PR #1960, opened 2025-03-19
DP-38060: Add image option to card group

hotsauce:

## Description

This adds a variant to the `Card` component to allow for the cards to be displayed vertically. It also adds an optional eyebrow component, to display above the Card title. The entire card is clickable and the hover state for Cards has been updated to underline the title on hover/focus.

## Related Issue / Ticket

- [JIRA issue](https://massgov.atlassian.net/jira/software/c/projects/DP/issues/DP-38060)
- [Github issue](https://github.com/massgov/openmass/pull/2884)

## Steps to Test

1. Visit the deployed site and login as an admin
2. Create a new `Services` piece of content
3. Add a new `Service Section` and within it, add a `Card Group`
4. Within the `Card Group`, check the `Use image cards with single call to action` box. An image field, eyebrow field and long plain text box should appear and the WYSIWYG content box should disappear. 
5. Add at least 3 `Card`s, filling in various fields other than what is required.
6. Verify that if `Use image cards with single call to action` is checked, the image and link field become required before submitting/saving.
7. Modify the style of the `Service Section` to verify that the vertical version of `Card` appears as expected.

## Screenshots

Screenshot on 2025-03-12 at 08-42-16
Screenshot on 2025-03-12 at 08-42-31

## Additional Notes:

Anything else to add?

* Card


packages/assets/scss/03-organisms/_sections-three-up.scss
```diff
@@ -107,11 +107,16 @@ $bp-section-3up-large-max: "max-width:950px";
     }
   }
 
-  .ma__vertical-card-group--wrapper {
-
-    .ma__card.ma__card--vertical-card {
-      background-color: $c-white;
+  .ma__card__wrapper {
+    &:hover {
+      border-block-end: 2px solid $c-overcast-gray;
```
clairesunstudio: Please use the semantic colors in colors.scss instead of the primitive color tokens when possible, in this case, `$c-bd` instead of `$c-overcast-gray`

packages/patternlab/styleguide/source/_patterns/02-molecules/card.twig
```diff
@@ -5,6 +5,7 @@
 {% set imgClass = card.usage ? card.usage : card.id %}
 {% set detailsClass = card.usage ? " ma__card__details--" ~ card.usage : "" %}
 
+<a class="ma__card__wrapper" href="{{ card.link }}">
```
clairesunstudio: I think moving the wrapper out broke the primary card, can you please update the SCSS to fix this issue? The image should be side-by-side with the next not stacked https://mayflower.digital.mass.gov/patternlab/b/patternlab/DP-38060_add_image_option_card_group/?p=organisms-campaign-feature

packages/assets/scss/03-organisms/_sections-three-up.scss
```diff
@@ -97,4 +107,16 @@ $bp-section-3up-large-max: "max-width:950px";
     }
   }
 
+  .ma__card__wrapper {
```
clairesunstudio: We are trying to componentize the styles as much as we can, so this is considered antipattern and making it hard to debug in the future. Instead, could you add a card property/variant `card.theme = "c-white"` to the card scss and twig file that encapsulate the white card them. And pass that to the org section enhanced in openmass? technically, we'd like to avoid referencing openmass classes in mayflower if possible. Thanks!

clairesunstudio:
I pushed up a few changes:
1. Updated classname to follow BEM naming (see suggestions in openmass PR for changes)
2. Added eyebrow background color in the white variant
3. Added cards to sections-three-up and added cards to a page for visual regression testing
4. Approved backstop screenshots

changelogs/DP-38060.yml
```diff
@@ -0,0 +1,6 @@
+Changed:
+  - project: Patternlab
+    component: Card
+    description: Added new variant of "Card" to make the content vertical, with an included image. An optional eyebrow is also added.
```
clairesunstudio:
```suggestion
    description: Added new variant of "Card" to make the content vertical, with an included image. An optional eyebrow is also added. (#1960)
```

packages/assets/scss/02-molecules/_card.scss
```diff
@@ -14,10 +15,36 @@
...
+    &:focus,
+    &:focus-visible,
+    &:focus-within {
+
+      .ma__card__title span {
+        border-block-end-color: $c-link;
+      }
+    }
+
+    &:has(.ma__card--vertical) {
```
clairesunstudio: Do we need this? What does it do? I don't see any differences - if it's not used, can we remove this block of style?

I noticed the link is not highlighted on focus, only on hover. Can you please fix that? I think that's the only thing left, otherwise the Mayflower PR is good to go.

hotsauce: @clairesunstudio 
Thank you for catching that. It was used previously before I moved the `<a>` tag to be outside of the wrapper, so the styling actually applies further down where I am using `&--vertical`. I've moved it accordingly  :)

I also adjusted the focus state for the cards as well (again because of the move of the `<a>` tag) so now the title gets the underline on hover and the focus states as well.

hotsauce:
@clairesunstudio 
I've made the requested changes, please give it one more look over and approve it if all good :)

packages/assets/scss/02-molecules/_card.scss
```diff
@@ -198,6 +181,20 @@
     display: block;
     max-width: 600px;
     block-size: 100%;
+    border-block-end: 0;
+
+      &:hover,
```
clairesunstudio: Now, I see the link highlighted when my cursor is outside of the card surface.

I still don't get why this block is needed, can you please explain what does it do in addition to hover/focus styles added to the main class?

packages/assets/scss/02-molecules/_card.scss
```diff
@@ -198,6 +181,20 @@
     display: block;
     max-width: 600px;
     block-size: 100%;
```
clairesunstudio, line 183: Also not sure what block-size is doing here, maybe this is why the hover surface takes up the entire viewport width

packages/assets/scss/02-molecules/_card.scss
clairesunstudio: card-hover

hotsauce: @clairesunstudio 
Thank you for noticing that, I hadn't seen that on the openmass side because they are all inline but I see it now. The issue was that I should have kept the `.ma__card__wrapper` class on the actual link itself. That solved a couple of issues, and I addressed this overflow by setting it to `inline-size: fit-content` for the larger sizes since the overflow isn't a problem on tablet/desktop. Tweaking this also allowed me to get rid of/move the extra hover state classes as well.

Fix is pushing now.

packages/assets/scss/02-molecules/_card.scss
hotsauce: @clairesunstudio 
The block size is to ensure that the whole block gets the same height/background with flex-box. As I mentioned in the other comment, swapping in the right wrapper class helped address it, though the `block-size` is still needed here.

hotsauce:
@clairesunstudio 
The changes you requested have been pushed up, please re-review when you can

packages/patternlab/styleguide/source/_patterns/02-molecules/card.twig
```diff
@@ -1,35 +1,39 @@
...
-    <div class="ma__card__content{{ contentClass }}">
-      {% set headingLevel = card.level ? card.level : 3 %}
-      <h{{ headingLevel }} class="ma__card__title"><span>{{card.title}}&nbsp;{{ icon('arrow') }}</span></h{{ headingLevel }}>
-      <div class="ma__card__details{{ detailsClass }}">
-        {% if card.usage %}
-        <div class="ma__card__thumbnail">
-          <img src="{{card.thumbnail}}" alt="">
-        </div>
+<a class="ma__card__wrapper" href="{{ card.link }}" aria-labelledby="{{ card.id }}-title">
+  <div {% if not card.usage %}id="{{ card.id }}" {% endif %}class="ma__card{{ cardClass }} {{ cardThemeClass }} ma__card__wrapper">
```
clairesunstudio, line 10:
```suggestion
  <div {% if not card.usage %}id="{{ card.id }}" {% endif %}class="ma__card {{ cardClass }} {{ cardThemeClass }} ma__card__wrapper">
```

clairesunstudio: hmm can we instead of repeating the wrapper class, apply the necessary styles to .ma__card directly?

clairesunstudio:
Screenshot 2025-03-21 at 1 21 49 PM


I haven't done x-browser testing in feature3 - but it seems like on mobile, the top of the card needs some spacing.

packages/patternlab/styleguide/source/_patterns/02-molecules/card.twig
hotsauce: @clairesunstudio 
We need the repeated wrapper class there to help preserve the flexing with the added link above. I experimented with this lots of ways to get this to work but this is the most fool proof. I am happy to revisit it as a follow up ticket after the MVP goes in though

clairesunstudio: I don't think having nested elements with the same classname is a good practice - it's not clear which styles are needed - for example, the 20px margin bottom is being repeated. You are actually adding 40px but it's not clear in the scss file

clairesunstudio: I suggest repeating the necessary styles for `.ma__card` to fix the link issue - but most styles are probably not needed

clairesunstudio: Screenshot 2025-03-21 at 1 55 48 PM

hotsauce:
Follow up ticket to address some of the CSS cleanup - https://massgov.atlassian.net/browse/DP-38226

clairesunstudio (approved):

PR #1962, opened 2025-03-24
dp 36941/move right margin feedback button to middle of page on desktop/mobile

jarielrrz:
moves right margin feedback button to vertical middle of page on desktop/mobile


packages/assets/scss/01-atoms/_fixed-feedback-button.scss
```diff
@@ -11,7 +11,7 @@
   margin-top: 0 !important;
   position: fixed;
     right: 32px; // the height of the button before rotation
-    bottom: 18rem; // tested with the longest translation option
+    top: 50%; // fixes the button in the verticle middle of the screen
   transform-origin: top right;
   transform: rotate(-90deg);
```
clairesunstudio:
```suggestion
  transform: rotate(-90deg)  translateX(100%);
```
To position it at absolute center to ensure the button width is accounted for

changelogs/DP-36941.yml
```diff
@@ -0,0 +1,6 @@
+Fixed:
+  - project: Assets
+    component: FixedFeedbackButton
+    description: moves feedback button to the vertical middle of the screen.
```
clairesunstudio:
```suggestion
    description: moves feedback button to the vertical middle of the screen. (#1962)
```

clairesunstudio (approved):

clairesunstudio:
Mobile browsers change the height of the viewport. Tried a solution but didn't work in this case. This is the case currently on production. I think this fix is better than before https://stackoverflow.com/questions/44679794/position-fixed-on-chrome-mobile-causing-element-to-move-on-scroll-up-down/44680066#44680066

arthurbaghdas (approved):

PR #1967, opened 2025-03-31
DP-38339-Add-unique-ID-to-login-dropdown-component

jarielrrz:
This PR adds a conditional id attribute in button-dropdown.twig, so we can set gtm-loginto on the "Log In To" button for tracking.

What you are asked to do
Identify every line above with the string "repeating" in it. Copy those lines.

Output of the exercise
clairesunstudio: hmm can we instead of repeating the wrapper class, apply the necessary styles to .ma__card directly?
clairesunstudio: I suggest repeating the necessary styles for `.ma__card` to fix the link issue - but most styles are probably not needed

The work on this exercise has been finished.